Real Example - Customer Support Agent:

# Use long-running + compaction
options = ClaudeAgentOptions(
enable_context_compaction=True,
max_context_before_compaction=50000,
persistence_backend="redis" # Persist state across requests
)

# Agent handles 100+ customer requests per day
# Context compaction prevents token overflow
# State retained for multi-turn conversations

Cost Analysis:

If handling 100 requests/day:

  • Ephemeral: 100 cold starts = overhead
  • Long-running: Single warm connection = efficient
  • Forking: Only for exploration (add 20% overhead for research phase)

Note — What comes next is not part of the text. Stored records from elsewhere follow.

PR #9732, opened 2026-07-21
fix(api-reference): render every oneOf/anyOf group of an allOf in place

### LINKED ISSUE #9727: Multiple `oneOf` groups on one object (via `allOf`)
### What happens?

Hey team 👋 I was porting a large legacy API doc into Scalar and hit a wall: when a single object has more than one `oneOf` group (composed with `allOf`), Scalar renders only the **first** group — the others silently disappear (no picker, no fields), even though the document is valid.

Minimal repro:
[Sandbox](https://sandbox.scalar.com/files/j37ME/openapi.json)
​
```
Thing:
  allOf:
    - type: object
      properties: { id: { type: string } }
    - oneOf:                    # group A → renders ✅
        - { title: foo, type: object, required: [foo], properties: { foo: { type: string } } }
        - { title: bar, type: object, required: [bar], properties: { bar: { type: string } } }
    - oneOf:                    # group B → silently dropped ❌
        - { title: baz, type: object, required: [baz], properties: { baz: { type: number } } }
        - { title: qux, type: object, required: [qux], properties: { qux: { type: boolean } } }
```

Only the `foo/bar` picker shows; `baz/qux` never appears. Looks like
`merge-all-of-schemas.ts` keeps just the first `oneOf`/`anyOf`.

each `oneOf` group renders its own picker. It could be also plain "OR" list (will show examples below); request example staying in sync per group.

### Examples 

Here's its working real case scenario, notice multiple OR inside one body:
image 

Current [sandbox](https://sandbox.scalar.com/files/j37ME/openapi.json): 
image

Expected:

Image

### OpenAPI Document

https://sandbox.scalar.com/files/Dz6wn/openapi.json

lavagri:
## What

When an object composes several mutually-exclusive choices as sibling `oneOf`/`anyOf` members under `allOf`, Scalar renders only the **first** group — the others are silently dropped (no selector, no fields), even for a valid document.

This splits the `allOf` into an ordered list of segments and renders each `oneOf`/`anyOf` group as its own selector, **in the position it was declared**, with the surrounding plain fields kept around it. The generated request example is threaded with the per-group composition selection so it stays in sync when you switch any group's variant, and constraint-only members (`not`, `if`/`then`/`else`) no longer blank the example.

Fixes #9727

## Changes

- **`partition-all-of-compositions.ts`** (new) — walk an `allOf` in source order, coalescing runs of object members and emitting each `oneOf`/`anyOf` as its own segment (so no group is dropped and ordering is preserved).
- **`SchemaComposition.vue`** — render those segments in order: a selector per choice group, in place, flowing inline with the surrounding fields.
- **`get-example-from-schema.ts`** (`@scalar/workspace-store`) — thread a per-group composition-selection key through the `allOf` example builder so switching a group updates the generated example; a `null` from a constraint-only member no longer clobbers the merged example.

## Tests

- New unit tests for the partition helper (order preserved, all groups kept, coalescing, nested `allOf`, constraint stripping).
- Updated the #5577 composition test to the new per-group-selector structure.
- `@scalar/api-reference` Schema suite (508) and `@scalar/workspace-store` request-example suite (855) pass; Prettier, Biome, and ESLint clean.

### DIFF
--- a/.changeset/allof-multiple-oneof.md
+++ b/.changeset/allof-multiple-oneof.md
@@ -1,0 +1,6 @@
+---
+"@scalar/api-reference": patch
+"@scalar/workspace-store": patch
+---
+
+Render every `oneOf`/`anyOf` group of an `allOf` in place. Previously, when one object composed several mutually-exclusive choices as sibling `oneOf`/`anyOf` under `allOf`, only the first group was shown and the rest were silently dropped. Each choice group now renders its own selector in the position it was declared, and the generated request example stays in sync per group.
--- a/packages/api-reference/src/components/Content/Schema/SchemaComposition.test.ts
+++ b/packages/api-reference/src/components/Content/Schema/SchemaComposition.test.ts
@@ -444,13 +444,21 @@ describe('SchemaComposition', () => {
       },
     })
 
-    // The merged schema handed to Schema keeps both the base property and the
-    // oneOf variants, so the variant selector still renders.
-    const schemaValue = wrapper.findComponent({ name: 'Schema' }).props('schema') as any
+    // The base object property is rendered by the merged Schema...
+    const baseSchema = wrapper.findComponent({ name: 'Schema' }).props('schema') as any
+    expect(baseSchema.properties).toMatchObject({ customerComment: { type: 'string' } })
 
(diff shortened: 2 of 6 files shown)


hanspagel (approved):
NICE

PR #9733, opened 2026-07-21
fix(openapi-types): versioned type declarations do not resolve with moduleResolution nodenext

### LINKED ISSUE #9731: @scalar/openapi-types does not resolve when typescript module is nodenext
### What happens?

When `module` is `NodeNext`
Image

When `module` is `esnext`
Image

### index.ts
```ts
import type { Document } from "@scalar/openapi-types/3.2";
```

### package.json
```json
{
  "name": "test",
  "version": "1.0.0",
  "type": "module",
  "devDependencies": {
    "typescript": "^7.0.2"
  },
  "dependencies": {
    "@scalar/openapi-types": "^0.9.3"
  }
}
```

### tsconfig.json

```json
{
  "compilerOptions": {
    "target": "es2024",
    "module": "NodeNext",
    "moduleResolution": "NodeNext"
  }
}
```

TypeScript type should resolve in all modules settings.

For example,
https://github.com/scalar/scalar/blob/be8106cd1ebc6dfa589033de0b12bb24bd790304/packages/openapi-types/3.2/index.d.ts#L1-L3
should be
```ts
export type { AuthorizationCodeObject } from './authorization-code.js' 
export type { CallbacksObject } from './callbacks.js' 
export type { ClientCredentialsObject } from './client-credentials.js' 
```
File extension is needed for it to resolve in all module settings.

### OpenAPI Document

_No response_

amritk:
## Problem

Importing the hand-published versioned type declarations (for example `import type { Document } from '@scalar/openapi-types/3.2'`) fails for consumers whose `tsconfig.json` uses `"module": "NodeNext"` / `"moduleResolution": "NodeNext"`. The relative import paths inside the checked-in `2.0`, `3.0`, `3.1` and `3.2` declaration files have no file extensions, and NodeNext/Node16 resolution requires explicit extensions in ESM declaration files:

```
error TS2834: Relative import paths need explicit file extensions in ECMAScript imports
when '--moduleResolution' is 'node16' or 'nodenext'.
```

The types resolved fine with `moduleResolution: bundler`, but broke for anyone on NodeNext.

## Solution

- Added explicit `.js` extensions to every relative import/export specifier in the versioned `.d.ts` files (123 files across `2.0`, `3.0`, `3.1` and `3.2`). TypeScript resolves the `.js` specifiers to the matching `.d.ts` files under every `moduleResolution` setting, so this stays compatible with bundler-mode consumers. The `dist` output was already correct (`tsc-alias` appends extensions there), so only the hand-written declarations needed the change.
- Fixed a strict-mode error the new test surfaced in `ResponsesObject` (`3.0`, `3.1`, `3.2`): the optional `default` property conflicted with the `[statusCode: string]` index signature. Moving `default` into its own intersection member removes the diagnostic without changing what the type accepts. This only affected consumers with `skipLibCheck: false`.
- Added `packages/openapi-types/src/versioned-types.test.ts`, which type-checks all versioned declaration files with the TypeScript compiler API under `module: NodeNext` / `moduleResolution: NodeNext` and asserts there are no diagnostics. Before the fix it reproduced the reported errors for all four versions; it now passes.
- Declared `typescript`, `vitest` and `@types/node` as dev dependencies of the package (the test needs them) and added `"types": ["node"]` to the package `tsconfig.json`, matching sibling packages, so `types:check` passes.

Verified end to end with a standalone project (`"type": "module"`, `module: NodeNext`, `skipLibCheck: false`) importing `Document` from all four versioned entry points — it now compiles cleanly.

## Checklist

- [x] I added a changeset.
- [x] I added tests.

## Ticket

Fixes #9731

https://claude.ai/code/session_01Dj6guzp3dwHbJxAMPRW8d2

---
_Generated by [Claude Code](https://claude.ai/code/session_01Dj6guzp3dwHbJxAMPRW8d2)_


hanspagel (approved):
okay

Conclusion: Choose based on access pattern:

  • Sparse (few times/day) → Ephemeral
  • Dense (constant requests) → Long-running
  • Exploratory (testing) → Forking during development, then switch to production pattern

Chapter Reference: Lessons 7, 14 - Session Management, Production Patterns


What's Next

If you scored 18-20: Congratulations! You have mastery-level understanding of Claude Agent SDK. You're ready to:

  • Design and implement production Digital FTEs
  • Make sophisticated architecture decisions
  • Mentor others on SDK patterns

Consider exploring advanced topics:

  • Multi-model orchestration (routing tasks to different models)
  • Custom MCP server integration
  • Advanced permission policies for team workflows

If you scored 15-17: Solid proficiency. You can build and deploy agents, but deepen your understanding of 1-2 features. Consider:

  • Picking one SDK feature you scored lower on
  • Building a small project using that feature
  • Reviewing the corresponding lesson again with fresh eyes

If you scored 12-14: Good foundation, but more practice needed. Build a simple agent that uses 3-4 SDK features:

  • Start with Read, Edit, Bash tools
  • Add one permission mode (canUseTool)
  • Add one lifecycle hook
  • Complete a working project before moving to complex patterns

If you scored below 12: Return to foundational lessons and build incrementally. The SDK has eight features; try mastering one at a time:

  1. Start with basic query() and built-in tools
  2. Add canUseTool() for permission control
  3. Add Agent Skills for reusable knowledge
  4. Add lifecycle hooks for observability
  5. Add file checkpointing for recovery
  6. Continue with remaining features

You have solid conceptual understanding. Hands-on practice will solidify the knowledge.


Ready to build? Create a small Digital FTE that serves a specific domain. Use this quiz as a reference for which features to include. Start simple, then add complexity as you build confidence.